Just War doctrine and the Likelihood of Success

One of the conditions for a war to be just (morally justifiable) is stated in the Catechism of the Catholic Church as: “there must be serious prospects of success”. The reason for this condition is that a war to defend a nation would be expected to result in much harm and many deaths, and so, if success is unlikely, less harm would be done by surrender. That’s the theory.

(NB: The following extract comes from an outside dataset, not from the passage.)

PR #2304, opened 2026-03-03
fix(modal-checkout): suppress WooPayments express checkout when Stripe is active

wil-gerken:
### All Submissions:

In the case of an offensive war, i.e. the nation engaging in just war is the aggressor, it may be true. As the saying goes: “Don’t start none, won’t be none.” If there is little hope of success, the nation should refrain from going to war. For the good hoped for by the war is unlikely, and much harm and death is almost certain to accompany any war. When an act can be reasonably anticipated to do more harm than good, it is immoral to choose that act.

However, in a defensive war, this criterion of a likely success is not entirely necessary for the war to be just. If you don’t go to war, the attacking nation still attacks, causing much harm.

Suppose nation A attacks nation D. The leaders of nation D realize that they cannot win the war. But they also reasonably believe that, by defending themselves, they will reduce the military resources of nation A. As a result, nation D may be able to mount a second war, in the future, to free their nation. Or they may be able to prevent nation A from going on to attack and conquer other nations.

But if nation D surrenders, then nation A will be able to add the military resources of D to those of A, and subsequently conquer nations that A could not have hoped to conquer with only its own resources, especially if those resources were decreased by a war with D. Therefore, nation D can defend itself, morally, without likelihood of success, because the totality of the foreseeable consequences of that war, for all persons concerned, favors going to war.

An example from history:

“The phrase [molon labe] was reportedly the defiant response of King Leonidas I of Sparta to Xerxes I of Persia when Xerxes demanded that the Greeks lay down their arms and surrender. This was at the onset of the Battle of Thermopylae (480 BC). Instead, the Greeks held Thermopylae for three days. Although the Greek contingent was defeated, they inflicted serious damage on the Persian army. Most importantly, this delayed the Persians’ progress to Athens, providing sufficient time for the city’s evacuation to the island of Salamis. Though a tactical defeat, Thermopylae served as a strategic and moral victory, inspiring the Greek forces to crush the Persians at the Battle of Salamis later the same year and the Battle of Plataea one year later.” [Wikipedia]

Other hypothetical examples

Suppose that nation A attacks nation D with the clear intention of destroying the entire people of nation D. Such a war by nation A is a genocidal war, and therefore intrinsically evil and exceedingly wicked. Is not nation D justified in defending itself, with all its resources, even without serious prospects of success? And if they pray to God for assistance, in a war where they have no reasonable chance of successfully defending themselves, will He not help them, perhaps in an unexpected way?

An example from history :

In 1281 AD, “the Mongol army, led by Kublai Khan, grandson of Genghis Khan”, attempted an invasion of Japan “with an enormous fleet of 4,400 ships and an estimated 70,000 to 140,000 soldiers.” [Ancient Origins]

The Japanese people had nowhere near enough troops to repel this overwhelming force. Subsequent to a previous invasion attempt, they had built two-meter-high walls along the shores, to make it difficult for ships to land troops. But it was only a matter of time before the ships found a place to assault the beaches. The Japanese had no serious prospects of success. So the emperor called for the people to pray.

“Beginning August 15, the now-famous kamikaze, a massive typhoon, assaulted the shores of Kyūshū for two days straight, and destroyed much of the Mongol fleet.” [Wikipedia]

The storm obliterated the attacking army: “over 4,000 ships were destroyed and 80 percent of the soldiers either drowned or were killed by samurai on the beaches in what became one of the largest and most disastrous attempts at a naval invasion in history.” [Ancient Origins]

The idea that a nation cannot morally defend itself unless there are “serious prospects of success” is not a necessarily condition for every war to be just. Some wars can be just without meeting that condition. The prospect of success certainly weighs in the third font of the circumstances in considering the morality of going to war. But it is also, just as certainly, not an absolutely essential condition that must be met in all cases. Some circumstances can make going to war moral, despite little hope of success.

Speaking more generally, I believe that the traditional just war theory needs to revised in the light of recent teachings of the Magisterium on morality, especially the teaching of Veritatis Splendor on intrinsically evil acts and the three fonts of morality.

Ronald L. Conte Jr.
Roman Catholic theologian and translator of the Catholic Public Domain Version of the Bible.